**WHAT THIS TASK INVOLVES:** Start at the line in the entries below that contains "that here too.", stop at the line that contains "This change is", and output exactly the lines in that span, both ends included.

-=-=-=-=-

PR #930, opened 2023-09-16
Remember and reinstall packages after firmware upgrade

aanon4:
Remember what packages get installed by the user, and reinstall them on the next firmware upgrades.
Locally installed packages are stored and moved across with the upgrade.
It waits a couple of minutes after the upgrade to activate (so the network should have stablised).

Would be good to get some eyes on this to see how reliable it is.

### DIFF
--- a/files/etc/arednsysupgrade.conf
+++ b/files/etc/arednsysupgrade.conf
@@ -35,3 +35,4 @@
 /etc/local/uci/hsmmmesh
 /etc/passwd
 /etc/shadow
+/etc/package_store
--- a/files/etc/cron.boot/reinstall-packages
+++ b/files/etc/cron.boot/reinstall-packages
@@ -1,7 +1,8 @@
+#!/usr/bin/lua
 --[[
 
 	Part of AREDN -- Used for creating Amateur Radio Emergency Data Networks
-	Copyright (C) 2022 Tim Wilkinson
+	Copyright (C) 2023 Tim Wilkinson
 	See Contributors file for additional contributors
 
 	This program is free software: you can redistribute it and/or modify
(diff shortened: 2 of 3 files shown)


k1ky:
To be clear - this feature will begin to work for the next upgrade "after" N-20230916 is installed?

ab7pa:
Yes, the "package_store" will be created after you install 20230916 + your extra packages.  Once the package_store exists then it can be used by subsequent upgrades.

k1ky:
This may be the "coolest" upgrade feature since the inception of the ability to upgrade tunneled nodes remotely!  Great job!

k1ky:
Looks like there may be an issue with 32MB device upgrades for this feature.  NSM2 with IperfSpeed installed upgrading from Nightly 0916 to 0916 doesn't seem to bring the package over.  HAP and other 64MB devices seem to work fine.  Should I open an issue or note in documentation as modules aren't recommended or supported on 32MB devices for this feature?

aanon4:
There is no guarantee reloading packages will work as it depends on a lot of things, the network being stable at the moment this is happening being a major one. Much less likely to work on 32MB devices as they struggle.

And yes, if we dont already note this - and I thought we did on the admin page in red text - installing packages on 32M nodes is not a good idea.

k1ky:
Copy that.

ab7pa:
One great thing about any recent version of the firmware is that you do not need to use iPerfSpeed to test your throughput.  [The firmware already has the ability to do this](https://docs.arednmesh.org/en/latest/arednHow-toGuides/iperf.html#using-the-onboard-iperf-url-feature) without requiring any separate packages. (link to documentation explaining how to do this)

k1ky:
I really like the GUI features in the 0.8 Iperfspeed, being able to select available nodes without having to "type" everything in.

ab7pa:
The 32mb nodes and the docs both warn against installing extra stuff on low memory nodes.

ab7pa:
> I really like the GUI features in the 0.8 Iperfspeed, being able to select available nodes without having to "type" everything in.

The GUI comes at a cost. I find that browser bookmarks work nicely.

aanon4:
Some improvement: https://github.com/aredn/aredn/pull/932

PR #968, opened 2023-10-25
Wireguard tunnel support

aanon4:
Initial wireguard tunnel support.
Note: Needs to be merged after the OpenWRT 23.05.0 merge.


mathisono:
That was fast...

aanon4:
@ab7pa Yes, but you see much more right now because this PR is based on another pending PR, so you see all of that here too.

PR #975, opened 2023-11-09
Simplify how we measure link performance

aanon4:


ae6xe:
This looks like a lot more than the title suggests.   Is there a better title, or intent is to accept 38 commits?

aanon4:
This change is actually using the OpenWRT 23.05.0 merge as it's base (as it will go in on top of those changes), but this tool just show the diff against main, so you see all this other stuff too. Once the OpenWRT merge is made, this diff will become a single file change. This is the same for most other PRs pending right now.

I have no idea how to make this tool show something more sane. Maybe there's a way? You can generate the sensible diff yourself using the correct base.

PR #1003, opened 2023-12-09
Resolve download server ip by hand before download

aanon4:
Because we want to kill the dnsmasq server to save memory when downloading firmware, we should
resolve the download server IP by hand before killing it.
Switch to using curl so we can send the Host: header.


K1RKS:
Adding a comment for testing.

PR #1038, opened 2023-12-20
Simply the watchdog by fixing various timeouts.

aanon4:
Unfortunately there doesnt appear to be much flexibility in the various hardware watchdogs on radios, so setting the watchdog > 60 seconds mostly doesnt work. So rework the settings to allow for this and that our watchdog tests must be frequent and quick. It makes it less configurable and care needs to be taken when selecting ping targets (short timeouts)

### DIFF
--- a/files/usr/local/bin/manager.lua
+++ b/files/usr/local/bin/manager.lua
@@ -54,12 +54,12 @@ function wait_for_ticks(ticks)
 	local when = nixio.sysinfo().uptime + ticks
 	while true
 	do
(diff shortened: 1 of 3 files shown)


mathisono:
Could a watchdog be tied to the way nodes scan for NTP clock synchronization? Is a ping the the best way to determine if a node is operating correctly? What other normally according processes  can be tested? And would they return valid if a node stable in operation? Is the WLAN driver a simple thing to watch dog test without debug logging?

PR #1049, opened 2024-01-02
Make sure the node nodes we use for tunnels are always uppercase

aanon4:
Not sure how non-uppercase names make it into the /etc/config.mesh/vtun file, but make sure they are definitely uppercase when they're active.


k1ky:
I assume this applies to both Tunnel Clients as well as Tunnel Servers?

PR #1065, opened 2024-01-15
Added antennas to Ubiquiti NanoBridge M5

CoolAEW:
### Description
Added antennas to Ubiquiti NanoBridge M5 to get gain and beamwidth info

### Relevant Links
[Datasheet](https://dl.ubnt.com/nb5_datasheet)
[Antenna Info](https://dl.ubnt.com/UBNT-AOS_prod-specs-rf_3.pdf)

### Screenshots
None

### Additional context
The NanoBridge M5 comes in 2 versions with different dishes, but both use the same radio and will show as the same hardware.
Added antennas to combat this issue.

### DIFF
--- a/files/etc/antennas.json
+++ b/files/etc/antennas.json
@@ -323,6 +323,18 @@
             "beamwidth": 30
         },
         {
+            "model": "NBM5-22",
+            "description": "airMAX NanoBridge M5, 22 dBi 8&deg; dish;",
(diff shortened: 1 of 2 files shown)


aanon4 (commented):
Just want to confirm that this device is sold as a single radio, but with two dish options?

aanon4 (approved):

PR #1078, opened 2024-01-22
Deduplicate and sort tag names in Advanced DHCP Options selector.

pmilazzo:
### Description
Previously, multiple definitions for the same tag name resulted in duplicate entries in the tag selector for Advanced DHCP Options. Now, duplicates are removed and the tag names appear in alphabetical order in the tag selector.


aanon4:
Nothing wrong with this per say, but you could create the second table as you create the first, only inserting into the second if it's not already in the hash? Would save you a loop iteration.

pmilazzo:
If I understand you correctly, the second table is created from the first, so it is already deduplicated and there are no extra iterations. What I didn't do was realize that the table only needs to be built once and reused for each row. Now it is.

aanon4 (approved):

PR #1117, opened 2024-03-22
Improve speed of search

aanon4:
We were searching lots of empty fields, which just slowed things down for no reason.


aanon4:
And cache search values rather then re-extracting them from the HTML (which is slow)

Issue #48, opened 2015-07-27
opcache_enable doesn't change 


MauroNigrele:
Hi, if you have php_opcache_enable = '1' and then set to '0' change have no effect since configuration task depends on this value. 

@see: https://github.com/geerlingguy/ansible-role-php/blob/master/tasks/configure.yml#L40

I can do a PR solving this, but I don't know if removing this line could do some side-effect

MauroNigrele:
I found that the configuration file:  _/etc/php5/conf.d/05-opcache.ini_ isn't used by **php-fpm** which is using _/etc/php5/fpm/conf.d/05-opcache.ini_ (link of **_/etc/php5/mods-available/opcache.ini**) instead, so maybe the problem is more complex and we would need to add some new var and task to configure this file too.

geerlingguy:
You can submit a PR—just removing that line should be okay, and I don't think it should cause any issue, since `php_opcache_enabled_in_ini` is `false` by default, so it won't try enabling anything that isn't enable-able.

MauroNigrele:
Ok Jeff, i will try to solve the fpm config issue before send you a PR. Any suggest about that?

Thanks!

geerlingguy:
Unfortunately no - don't have time to dig into it right now :(

But keep updating this issue with specific questions/ideas, or submit a PR and we'll continue from there. Thanks!

maschmann:
I think this has to do also with the php.ini placement. This changed from php version >=5.5 (could also have been 5.4) and now splits into two directories:
/etc/php5/cli and /etc/php5/fpm 
Thos directories have their own php.ini and respectively their own conf.d dir. In previous versions there was a symlink for conf.d directing to /etc/php5/conf.d
btw. this is causing the role to not overwrite the default config (php.ini) for php-fpm. Just stumbled upon that.

geerlingguy:
The general config for CLI/FPM/web is fixed now, as a result of #83—however, the root issue here (setting the value to `0` doesn't turn off opcache) is still not resolved, so leaving this ticket open.

geerlingguy:
This has been fixed via #131.

PR #86, opened 2016-02-29
Issue #48: Fix opcache/apc always enabled regardless of config

oxyc:
Havent actually tested but according to the `bool` implementation it should solve it. https://github.com/ansible/ansible/blob/devel/lib/ansible/plugins/filter/core.py#L115

### DIFF
--- a/.travis.yml
+++ b/.travis.yml
@@ -2,20 +2,6 @@
 sudo: required
 
 env:
-  # Only test source install on latest supported OSes.
-  - distribution: centos
-    version: 7
-    init: /usr/lib/systemd/systemd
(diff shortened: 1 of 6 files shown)


oxyc:
Okay so I was on the wrong track entirely. This needs more thought, which is why it hasnt been tackled before I guess.

oxyc:
Works for Ubuntu but not Centos. This might not be the correct approach anyways...

oxyc:
Works for Ubuntu but not Centos. This might not be the correct approach anyways...

geerlingguy:
Should be fixed via #131.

-=-=-=-=-

**SOLUTION TO THIS PROBLEM:**
@ab7pa Yes, but you see much more right now because this PR is based on another pending PR, so you see all of that here too.

PR #975, opened 2023-11-09
Simplify how we measure link performance

aanon4:


ae6xe:
This looks like a lot more than the title suggests.   Is there a better title, or intent is to accept 38 commits?

aanon4:
This change is actually using the OpenWRT 23.05.0 merge as it's base (as it will go in on top of those changes), but this tool just show the diff against main, so you see all this other stuff too. Once the OpenWRT merge is made, this diff will become a single file change. This is the same for most other PRs pending right now.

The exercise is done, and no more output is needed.